Pass we quickly over the abhorrent tale! The steak never attained unto the “rich brown” which, according to my cook-book makers, it should display when ready for table. I turned it four times, and, with a vague idea that butter browned more readily than meat, I added a great spoonful to the juices oozing from the steak. There was a great deal of gravy in the dish when it was served, and my companions pronounced it “extremely savory.”
“But you should not have gone out into the kitchen,” demurred my husband. “Does not the cook understand her business?”
“Few of her class can do without teaching,” I rejoined, valiantly.
I had already made a resolve from which I never swerved: If my cook did not understand her business, and I understood it even less, I would not confess it. As time went on, I was to feel such test of the heroic resolve as I had never anticipated. For, as the knowledge of Emily’s ineptitude grew upon me, the conviction of my own crass and comprehensive ignorance waxed into a haunting horror. I was as unlearned as the babe unborn in everything that a practical housekeeper should know. I could not make a batch of bread, or boil a potato, or broil a chop, had my eternal welfare—or my husband’s happiness—depended upon it. As for soup-making, roasting, stewing, and boiling meats, frying and baking fish—the very commonest and coarsest rudiments of the lore in which I was supposed to be proficient—I was as idiotically void of comprehension as if I had never heard of a kitchen. How I maintained a brazen show of competency is a mystery to me at this distance from that awful trial-period. I studied my quintette of cook-books with agonized earnestness. And when I was tolerably positive that I had mastered a recipe, I “went and did it” with Squeersian philosophy. How many failures were buried out of the sight of those who loved me best, and were most constantly with me, would have shocked the frugal housewife into hysterics. My mastery of this and of that process was painfully slow, but it began to tell upon our daily fare. I got out the gridiron, and learned to cook to perfection the steaks my husband’s soul loved, and from my nonpareil of neighbors, Mrs. Eggleston, I got a recipe for quick biscuits.
To the acquisition of that particular formula, and the conversation that embedded the gift, I attribute a large measure of the success which eventually rewarded the striving unto blood, that was my secret martyrdom for half a year.

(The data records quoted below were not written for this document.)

PR #441, opened 2021-12-02
Make executable all files in archive, which marked executable

kgevorkyan:
### What's done:
* Create logic of marking files from archive executable
* Fixes: Save attributes during copying/movement files

### DIFF
--- a/save-cloud-common/src/jvmMain/kotlin/org/cqfn/save/utils/FileUtils.kt
+++ b/save-cloud-common/src/jvmMain/kotlin/org/cqfn/save/utils/FileUtils.kt
@@ -1,0 +1,23 @@
+package org.cqfn.save.utils
+
+import java.io.File
+import java.io.FileNotFoundException
+import java.nio.file.Files
+import java.nio.file.StandardCopyOption
+
+
+/**
+ * Move [source] into [destinationDir], while also copying original file attributes
+ *
+ * @param source source file
+ * @param destinationDir target file
+ * @throws FileNotFoundException if source doesn't exists
+ */
+fun moveFileWithAttributes(source: File, destinationDir: File) {
+    if (!source.exists()) {
+        throw FileNotFoundException("Source file $source doesn't exist!")
+    }
+    val destination = destinationDir.resolve(source.name)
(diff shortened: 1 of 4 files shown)


akuleshov7 (approved):

save-cloud-common/src/jvmMain/kotlin/org/cqfn/save/utils/FileUtils.kt
```diff
@@ -0,0 +1,24 @@
...
+ * @param destinationDir destination directory
+ * @throws FileNotFoundException if source doesn't exists
+ */
+fun moveFileWithAttributes(source: File, destinationDir: File) {
+    if (!source.exists()) {
+        throw FileNotFoundException("Source file $source doesn't exist!")
+    }
+
+    Files.copy(source.toPath(), destinationDir.resolve(source.name).toPath(), StandardCopyOption.REPLACE_EXISTING, StandardCopyOption.COPY_ATTRIBUTES)
+    Files.delete(source.toPath())
```
petertrr, line 23: `Files.move`?

kgevorkyan: Unfortunately, `Files.move` doesn't support `StandardCopyOption.COPY_ATTRIBUTE` option, so I used this workaround method

petertrr: Hm, that's strange. They even have it described in doc: `An implementation may also attempt to copy other file attributes but is not required to fail if the file attributes cannot be copied.`

petertrr (approved):

save-cloud-common/src/jvmMain/kotlin/org/cqfn/save/utils/FileUtils.kt
kgevorkyan: Besides that I met exceptions `unsupported option`, here it's also can be seen https://docs.oracle.com/javase/tutorial/essential/io/move.html, that they support only `REPLACE_EXISTING` and `ATOMIC_MOVE` options

PR #450, opened 2021-12-06
Use Gradle JVM toolchains

### LINKED ISSUE #449: Configure JVM toolchain in gradle
https://blog.jetbrains.com/kotlin/2021/11/gradle-jvm-toolchain-support-in-the-kotlin-plugin/

save-cloud requires JDK >11, so we can add this into configuration to make it easier to perform a first-time build.

petertrr:
### What's done:
* Use gradle JVM toolchains
* Add gateway to `deploy_images.yaml`
* Add `RequiresOptIn` for `buildSrc`
* Enable `useOverride` by default and log a warning

Closes #449

### DIFF
--- a/buildSrc/src/main/kotlin/org/cqfn/save/buildutils/DockerStackConfiguration.kt
+++ b/buildSrc/src/main/kotlin/org/cqfn/save/buildutils/DockerStackConfiguration.kt
@@ -10,6 +10,7 @@ import org.gradle.kotlin.dsl.register
 import org.gradle.kotlin.dsl.withType
 import org.springframework.boot.gradle.tasks.bundling.BootBuildImage
 import java.io.ByteArrayOutputStream
+import java.io.File
 import java.nio.file.Files
 import java.nio.file.Paths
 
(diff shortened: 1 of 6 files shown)


buildSrc/src/main/kotlin/org/cqfn/save/buildutils/DockerStackConfiguration.kt
```diff
@@ -67,8 +68,14 @@ fun Project.createStackDeployTask(profile: String) {
             }
         }
 
-        val useOverride = (findProperty("useOverride") as String?).toBoolean()
         val configsDir = Paths.get("${System.getProperty("user.home")}/configs")
+        val useOverride = (properties.getOrDefault("useOverride", "true") as String).toBoolean()
+        val composeOverride = File("$configsDir/docker-compose.override.yaml")
+        if (useOverride && !composeOverride.exists()) {
+            logger.warn("Can't use override configuration, because ${composeOverride.canonicalPath} doesn't exist")
```
kgevorkyan, line 75: ?
```suggestion
            logger.warn("`useOverride` option is set to true, but can't use override configuration, because ${composeOverride.canonicalPath} doesn't exist")
```

kgevorkyan (approved):

PR #456, opened 2021-12-06
Fix sorting in TableComponent

petertrr:
Columns require proper accessor functions for react-table to sort them.

### What's done:
* Add explicit accessor functions in all tables
* Add polyfill for `path-browserify`

Caveats:
* I can't find a way to disable sorting on specific columns, that don't (at least for now) have valid accessors. E.g., testFilePath - I don't think we need it to be sortable. Or tags - tags is a collection, and filtering/sorting by tags should be a separate logic.

### DIFF
--- a/gradle/libs.versions.toml
+++ b/gradle/libs.versions.toml
@@ -6,7 +6,7 @@ okio = "3.0.0"
 serialization = "1.3.1"
 kotlinx-datetime = "0.3.1"
 kotlinx-coroutines = "1.5.2"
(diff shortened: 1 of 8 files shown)


akuleshov7:
This one is ready?

petertrr:
> This one is ready?

Not completely, I wanted to figure how to disable sorting for columns that shouldn't support it

akuleshov7 (approved):

PR #459, opened 2021-12-07
File upload progress bar

### LINKED ISSUE #301: Frontend: display file upload progress

sanyavertolet:
This PR closes #301 

## What's done:
* [ ] Added bar that shows file upload progress

### DIFF
--- a/save-frontend/src/main/kotlin/org/cqfn/save/frontend/components/basic/FileUploader.kt
+++ b/save-frontend/src/main/kotlin/org/cqfn/save/frontend/components/basic/FileUploader.kt
@@ -14,8 +14,10 @@ import org.cqfn.save.frontend.externals.fontawesome.faUpload
 import org.cqfn.save.frontend.externals.fontawesome.fontAwesomeIcon
 import org.cqfn.save.frontend.utils.toPrettyString
 
+import csstype.Width
 import org.w3c.dom.HTMLInputElement
 import org.w3c.dom.HTMLSelectElement
+import react.CSSProperties
 import react.Props
 import react.PropsWithChildren
 import react.dom.attrs
@@ -66,6 +68,21 @@ external interface UploaderProps : PropsWithChildren {
      * state for the creation of unified confirmation logic
      */
     var confirmationType: ConfirmationType
+
+    /**
+     * General size of test suite in bytes
+     */
+    var suiteByteSize: Long
+
+    /**
+     * Bytes received by server
+     */
+    var bytesReceived: Long
+
+    /**
+     * Flag to handle uploading a file
+     */
+    var isUploading: Boolean
 }
 
 /**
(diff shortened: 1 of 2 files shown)


save-frontend/src/main/kotlin/org/cqfn/save/frontend/components/basic/FileUploader.kt
```diff
@@ -80,7 +97,7 @@ fun fileUploader(
     onFileSelect: (HTMLSelectElement) -> Unit,
     onFileRemove: (FileInfo) -> Unit,
     onFileInput: (HTMLInputElement) -> Unit,
-    onExecutableChange: (file: FileInfo, checked: Boolean) -> Unit,
+    onExecutableChange: (file: FileInfo, checked: Boolean) -> Unit
```
petertrr, line 100: Why? Trailing comma is useful here (btw, we should configure diktat rule for it already)

save-frontend/src/main/kotlin/org/cqfn/save/frontend/components/basic/FileUploader.kt
```diff
@@ -152,6 +169,20 @@ fun fileUploader(
                         strong { +"Upload files:" }
                     }
                 }
+
+                div("progress") {
+                    attrs.hidden = !props.isUploading
+                    div("progress-bar progress-bar-striped progress-bar-animated") {
+                        attrs["style"] = kotlinext.js.jsObject<CSSProperties> {
+                            width = if (props.suiteByteSize != 0.toLong()) {
```
petertrr, line 177:
```suggestion
                            width = if (props.suiteByteSize != 0L) {
```

petertrr (changes requested):
If we upload one file and then upload another one, will the second progress bar start from `first.size` or from zero?

save-frontend/src/main/kotlin/org/cqfn/save/frontend/components/basic/FileUploader.kt
sanyavertolet: lol, sorry, fully agree

save-frontend/src/main/kotlin/org/cqfn/save/frontend/components/basic/FileUploader.kt
sanyavertolet: ok, fixed

sanyavertolet:
> If we upload one file and then upload another one, will the second progress bar start from `first.size` or from zero?

@petertrr it will start from first.size.
To my mind, it is not that important. It just seems nicer when we understand the full size of files (for example to approximate the time we need to wait till it is fully uploaded)

akuleshov7 (approved):

PR #856, opened 2022-06-27
path issues in local start on windows closes #855

### LINKED ISSUE #855: path issues in local start on windows
when starting on windows 
some paths may use use different separators,
also windows don't understand some symbols in paths so there is a problems whan starting on windows

icemachined:


save-orchestrator/src/main/kotlin/com/saveourtool/save/orchestrator/service/AgentService.kt
```diff
@@ -325,10 +326,10 @@ class AgentService(
             }
             .map { (isStandardMode, testPaths) ->
                 val cliArgs = if (!isStandardMode) {
-                    suitesToArgs.values.first()
+                    FilenameUtils.separatorsToUnix(suitesToArgs.values.first())
```
petertrr, line 329: I can see that you are now saving tests in `TestService` with Unix separators. Do we still need conversion here? I believe these values are constructed using existing data from the database

petertrr (commented):
Should we also add validation in the class that these fields (paths in `Execution`, `Test` and `TestSuite`) contain only Unix separators? Or at least mention it in properties' KDocs?

save-backend/src/main/kotlin/com/saveourtool/save/backend/repository/TestDataFilesystemRepository.kt
```diff
@@ -95,6 +93,9 @@ class TestDataFilesystemRepository(configProperties: ConfigProperties,
      * @return path to file with additional data
      */
     internal fun getLocation(executionId: Long, testResultLocation: TestResultLocation) = with(testResultLocation) {
-        root / executionId.toString() / pluginName / testSuiteName / testLocation / "$testName-debug.json"
+        root / executionId.toString() / pluginName / sanitizePathName(testSuiteName) / testLocation / "$testName-debug.json"
+    }
+    fun sanitizePathName(name: String): String {
```
nulls: please split by new line
also, do we need this method as public?

save-backend/src/main/kotlin/com/saveourtool/save/backend/service/TestService.kt
```diff
@@ -59,7 +60,7 @@ class TestService(
                     val testSuiteStub = TestSuite(testRootPath = "N/A").apply {
                         id = testDto.testSuiteId
                     }
-                    Test(testDto.hash, testDto.filePath, testDto.pluginName, LocalDateTime.now(), testSuiteStub, testDto.tags.joinToString(";"))
+                    Test(testDto.hash, FilenameUtils.separatorsToUnix(testDto.filePath), testDto.pluginName, LocalDateTime.now(), testSuiteStub, testDto.tags.joinToString(";"))
```
nulls: what's about existed values in database? maybe need to ad liquibase migration script?

save-backend/src/main/resources/application-dev.properties
```diff
@@ -1,7 +1,9 @@
 spring.liquibase.enabled=false
 # `mysql` is resolved when running mysql in docker-compose, change to `datasource.dev.url` if running backend via `bootRun` or from IDE
 spring.datasource.url=jdbc:mysql://localhost:3306/save_cloud
+#spring.datasource.url=jdbc:mysql://mysql:3306/save_cloud
```
nulls, line 4: looks like as test leftovers

save-orchestrator/src/main/kotlin/com/saveourtool/save/orchestrator/service/AgentService.kt
nulls: `suitesToArgs` is taken from `TestSuiteDto.testRootPath` -- maybe normalize separators on TestSuite level? 
I guess it can be normalize on saving (TestService and TestSuiteService)

nulls (changes requested):

nulls (approved):

PR #860, opened 2022-06-28
Support save-cli 0.4.0

nulls:
Support changes after: https://github.com/saveourtool/save-cli/pull/404

### What's done:
* removed reading save.properties -- testRoot cannot be set by this file

The old behavior: `testFiles` is `emptyList()` by default. `testRootDir` cannot be set by `save.properteis`, since we need to have `testRootDir` to read this property

### DIFF
--- a/save-preprocessor/src/main/kotlin/com/saveourtool/save/preprocessor/controllers/DownloadProjectController.kt
+++ b/save-preprocessor/src/main/kotlin/com/saveourtool/save/preprocessor/controllers/DownloadProjectController.kt
@@ -1,8 +1,6 @@
 package com.saveourtool.save.preprocessor.controllers
 
-import com.saveourtool.save.core.config.SaveProperties
 import com.saveourtool.save.core.config.TestConfig
-import com.saveourtool.save.core.config.defaultConfig
 import com.saveourtool.save.domain.FileInfo
 import com.saveourtool.save.entities.Execution
 import com.saveourtool.save.entities.ExecutionRequest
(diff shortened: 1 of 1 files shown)


save-preprocessor/src/main/kotlin/com/saveourtool/save/preprocessor/controllers/DownloadProjectController.kt
```diff
@@ -548,20 +546,8 @@ class DownloadProjectController(
 
     @Suppress("UnsafeCallOnNullableType")
     private fun getTestResourcesRootAbsolutePath(testRootPath: String,
-                                                 projectRootRelativePath: String): String {
-        // TODO: File should be provided without explicit naming of `save.propeties`
-        val propertiesFile = File(configProperties.repository, projectRootRelativePath)
-            .resolve("$testRootPath/save.properties")
-        val saveProperties: SaveProperties = if (propertiesFile.exists()) {
-            decodeFromPropertiesFile<SaveProperties>(propertiesFile)
```
nulls, line 556: `decodeFromPropertiesFile` is used only here -- maybe remove it?

petertrr: I believe we initially had the following logic: user can provide `save.properties` file with `testFiles` set to custom path. We would then evaluate their properties file and use either custom or default value as `testFiles`. Then we sort of simplified it in save-cli, making `save.properties` and top-level `save.toml` always reside in the same directory.

petertrr: And I believe now we don't need `save.properties` in preprocessor at all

She was a “capable” housewife, according to Mrs. Stowe’s characterization of the guild. She was, moreover, warm-hearted, sensible, and sympathetically reminiscent of her own early struggles with the housekeeping problem. When I took her into confidence as to my distrust of my quintette of manuals, she laughed out so cheerily that I felt the fog lift from my spirits.
“All written by old maids, or by women who never kept house,” she declared. “To my certain knowledge, Miss Leslie has boarded in a Philadelphia hotel for twenty years. I wouldn’t give a guinea a gross for their books. Make your own! _I_ do! When I get a tiptop, practical recipe—one that I have tried for myself and proved, I write it down in my own every-day language; then I have met _that_ enemy, and it is mine!”
We were in her house, and she brought out the manuscript book in which her victories were recorded. Next, she offered to lend it to me.